# Problem details
If a line of the material holds the string "than", please copy it.

===== Provided information

PR #7291, opened 2025-09-07
froll support for unevenly spaced time series

### LINKED ISSUE #3241: rolling funs / shift could support logical window
I am filling this issue as a placeholder to evaluate users demand for such feature, at present there are no plans for incorporating it, so if you would need it be sure to upvote.
Extension of #2778.

Rolling functions and `shift` has been implemented to operate on physical order of data, which means that they do not handle "gaps" in, for example, time/date fields. If one wants to shift an `IDate` type vector by one day, one has to ensure that every single day is included in vector. If it isn't then one has to expand vector (or eventually a data.table) and perform shift afterwards. This can be flexibly and time efficiently solved using "rolling join" but the problem is memory consumption, especially for very sparse data. In an ideal world we would prefer to isolate `roll` functionality of rolling joins into helper function and re-use it in those cases.
Some examples of expected output for input `x`:
```r
library(data.table)
id = c(0L,1L,2L,5L,6L,8L)
x = data.table(date=as.IDate(id), value=c(1,2,3,4,5,6))
x
#         date value
#1: 1970-01-01     1
#2: 1970-01-02     2
#3: 1970-01-03     3
#4: 1970-01-06     4
#5: 1970-01-07     5
#6: 1970-01-09     6

## shift value by 1 date
cbind(x, data.table(s_date=as.IDate(id-1), s_value=c(NA,1,2,NA,4,NA)))
#         date value     s_date s_value
#1: 1970-01-01     1 1969-12-31      NA
#2: 1970-01-02     2 1970-01-01       1
#3: 1970-01-03     3 1970-01-02       2
#4: 1970-01-06     4 1970-01-05      NA
#5: 1970-01-07     5 1970-01-06       4
#6: 1970-01-09     6 1970-01-08      NA

## shift value by 1 date locf
cbind(x, data.table(s_date=as.IDate(id-1), s_value=c(NA,1,2,3,4,5)))
#         date value     s_date s_value
#1: 1970-01-01     1 1969-12-31      NA
#2: 1970-01-02     2 1970-01-01       1
#3: 1970-01-03     3 1970-01-02       2
#4: 1970-01-06     4 1970-01-05       3
#5: 1970-01-07     5 1970-01-06       4
#6: 1970-01-09     6 1970-01-08       5

## shift value by 1 date nocb
cbind(x, data.table(s_date=as.IDate(id-1), s_value=c(1,1,2,4,4,6)))
#         date value     s_date s_value
#1: 1970-01-01     1 1969-12-31       1
#2: 1970-01-02     2 1970-01-01       1
#3: 1970-01-03     3 1970-01-02       2
#4: 1970-01-06     4 1970-01-05       4
#5: 1970-01-07     5 1970-01-06       4
#6: 1970-01-09     6 1970-01-08       6

## shift value by -1 date
cbind(x, data.table(s_date=as.IDate(id+1), s_value=c(2,3,NA,5,NA,NA)))
#         date value     s_date s_value
#1: 1970-01-01     1 1970-01-02       2
#2: 1970-01-02     2 1970-01-03       3
#3: 1970-01-03     3 1970-01-04      NA
#4: 1970-01-06     4 1970-01-07       5
#5: 1970-01-07     5 1970-01-08      NA
#6: 1970-01-09     6 1970-01-10      NA

## shift value by -1 date locf
cbind(x, data.table(s_date=as.IDate(id+1), s_value=c(2,3,3,5,5,6)))
#         date value     s_date s_value
#1: 1970-01-01     1 1970-01-02       2
#2: 1970-01-02     2 1970-01-03       3
#3: 1970-01-03     3 1970-01-04       3
#4: 1970-01-06     4 1970-01-07       5
#5: 1970-01-07     5 1970-01-08       5
#6: 1970-01-09     6 1970-01-10       6

## shift value by -1 date nocb
cbind(x, data.table(s_date=as.IDate(id+1), s_value=c(2,3,4,5,6,NA)))
#         date value     s_date s_value
#1: 1970-01-01     1 1970-01-02       2
#2: 1970-01-02     2 1970-01-03       3
#3: 1970-01-03     3 1970-01-04       4
#4: 1970-01-06     4 1970-01-07       5
#5: 1970-01-07     5 1970-01-08       6
#6: 1970-01-09     6 1970-01-10      NA

## rollsum value by 3 date
cbind(x, data.table(w_date=sapply(as.IDate(id), function(x) paste(x+((-2):0), collapse=",")), w_value=c(sum(NA,NA,1),sum(NA,1,2),sum(1,2,3),sum(NA,NA,4),sum(NA,4,5),sum(5,NA,6))))
#         date value                           w_date w_value
#1: 1970-01-01     1 1969-12-30,1969-12-31,1970-01-01      NA
#2: 1970-01-02     2 1969-12-31,1970-01-01,1970-01-02      NA
#3: 1970-01-03     3 1970-01-01,1970-01-02,1970-01-03       6
#4: 1970-01-06     4 1970-01-04,1970-01-05,1970-01-06      NA
#5: 1970-01-07     5 1970-01-05,1970-01-06,1970-01-07      NA
#6: 1970-01-09     6 1970-01-07,1970-01-08,1970-01-09      NA

## rollsum value by 3 date locf
cbind(x, data.table(w_date=sapply(as.IDate(id), function(x) paste(x+((-2):0), collapse=",")), w_value=c(sum(NA,NA,1),sum(NA,1,2),sum(1,2,3),sum(3,3,4),sum(3,4,5),sum(5,5,6))))
#         date value                           w_date w_value
#1: 1970-01-01     1 1969-12-30,1969-12-31,1970-01-01      NA
#2: 1970-01-02     2 1969-12-31,1970-01-01,1970-01-02      NA
#3: 1970-01-03     3 1970-01-01,1970-01-02,1970-01-03       6
#4: 1970-01-06     4 1970-01-04,1970-01-05,1970-01-06      10
#5: 1970-01-07     5 1970-01-05,1970-01-06,1970-01-07      12
#6: 1970-01-09     6 1970-01-07,1970-01-08,1970-01-09      16

## rollsum value by 3 date nocb
cbind(x, data.table(w_date=sapply(as.IDate(id), function(x) paste(x+((-2):0), collapse=",")), w_value=c(sum(1,1,1),sum(1,1,2),sum(1,2,3),sum(4,4,4),sum(4,4,5),sum(5,6,6))))
#         date value                           w_date w_value
#1: 1970-01-01     1 1969-12-30,1969-12-31,1970-01-01       3
#2: 1970-01-02     2 1969-12-31,1970-01-01,1970-01-02       4
#3: 1970-01-03     3 1970-01-01,1970-01-02,1970-01-03       6
#4: 1970-01-06     4 1970-01-04,1970-01-05,1970-01-06      12
#5: 1970-01-07     5 1970-01-05,1970-01-06,1970-01-07      13
#6: 1970-01-09     6 1970-01-07,1970-01-08,1970-01-09      17
```
Related issue tagged as data.table: https://stackoverflow.com/questions/33553230/calculate-moving-average-every-n-hours

---

Worth to note that pandas, as of 0.23.4, do support rolling functions by logical order when `window` argument received `offset` instead of `int`: https://pandas.pydata.org/pandas-docs/stable/generated/pandas.DataFrame.rolling.html
> window : int, or offset
    Size of the moving window. This is the number of observations used for calculating the statistic. Each window will be a fixed size.
    If its an offset then this will be the time period of each window. Each window will be a variable sized based on the observations included in the time-period. This is only valid for datetimelike indexes. This is new in 0.19.0

jangorecki:
This PR adds new function `frolladapt`. It is a helper function to be used to prepare adaptive rolling window width for adaptive rolling functions.
As a result it is possible to apply rolling functions on a window that is time-aware, rather than just number of rows in data.
Closes #3241
Supersede #5576

Example below presents rolling mean applied over 3 days, rather than 3 rows.
```r
idx = as.Date("2022-10-23") + c(0,1,4,5,6,7,9,10,14)
dt = data.table(index=idx, value=seq_along(idx))
dt
#        index value
#       <Date> <int>
#1: 2022-10-23     1
#2: 2022-10-24     2
#3: 2022-10-27     3
#4: 2022-10-28     4
#5: 2022-10-29     5
#6: 2022-10-30     6
#7: 2022-11-01     7
#8: 2022-11-02     8
#9: 2022-11-06     9
dt[, c("rollmean3","rollmean3days") := list(
  frollmean(value, 3),
  frollmean(value, frolladapt(index, 3), adaptive=TRUE)
  )]
dt
#        index value rollmean3 rollmean3days
#       <Date> <int>     <num>         <num>
#1: 2022-10-23     1        NA            NA
#2: 2022-10-24     2        NA            NA
#3: 2022-10-27     3         2           3.0
#4: 2022-10-28     4         3           3.5
#5: 2022-10-29     5         4           4.0
#6: 2022-10-30     6         5           5.0
#7: 2022-11-01     7         6           6.5
#8: 2022-11-02     8         7           7.5
#9: 2022-11-06     9         8           9.0
```

---

benchmark vs `slider`

numbers shows elapsed time of data.table divided by elapsed time of slider.
```r
library(slider)
library(data.table)
set.seed(108)
N = 1e6
n = 1e3
x = rnorm(N)
IDX = list(
  "completely dense" = sort(sample(N*1.0, N)),
  "very dense" = sort(sample(N*1.1, N)),
  "moderately dense" = sort(sample(N*1.5, N)),
  "moderately sparse" = sort(sample(N*2, N)),
  "very sparse" = sort(sample(N*8, N)),
  "completely sparse" = sort(sample(N*64, N))
)
lapply(IDX, function(idx) {
  ss = system.time(s <- slide_index_dbl(x, idx, mean, .before=n-1L, .complete=TRUE))
  dd = system.time(d <- frollmean(x, frolladapt(idx, n), adaptive=TRUE))
  stopifnot(isTRUE(all.equal(d, s)))
  dd[[3L]]/ss[[3L]]
})
#$`completely dense`
#[1] 0.0006895601
#
#$`very dense`
#[1] 0.0008710801
#
#$`moderately dense`
#[1] 0.001671682
#
#$`moderately sparse`
#[1] 0.002047273
#
#$`very sparse`
#[1] 0.002767992
#
#$`completely sparse`
#[1] 0.002910361
```


MichaelChirico:
> numbers show elapsed time of data.table divided by elapsed time of slider.

nit: I think it's better to cite 1/times to read results like "data.table is 100x faster" directly from the PR

NEWS.md
```diff
@@ -32,6 +32,19 @@
     ```
     Additionally argument names in `frollapply` has been renamed from `x` to `X` and `n` to `N` to avoid conflicts with common argument names that may be passed to `...`, aligning to base R API of `lapply`. `x` and `n` continue to work with a warning, for now.
 
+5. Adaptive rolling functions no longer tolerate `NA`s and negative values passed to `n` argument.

==========

# Reply
As a result it is possible to apply rolling functions on a window that is time-aware, rather than just number of rows in data.
Example below presents rolling mean applied over 3 days, rather than 3 rows.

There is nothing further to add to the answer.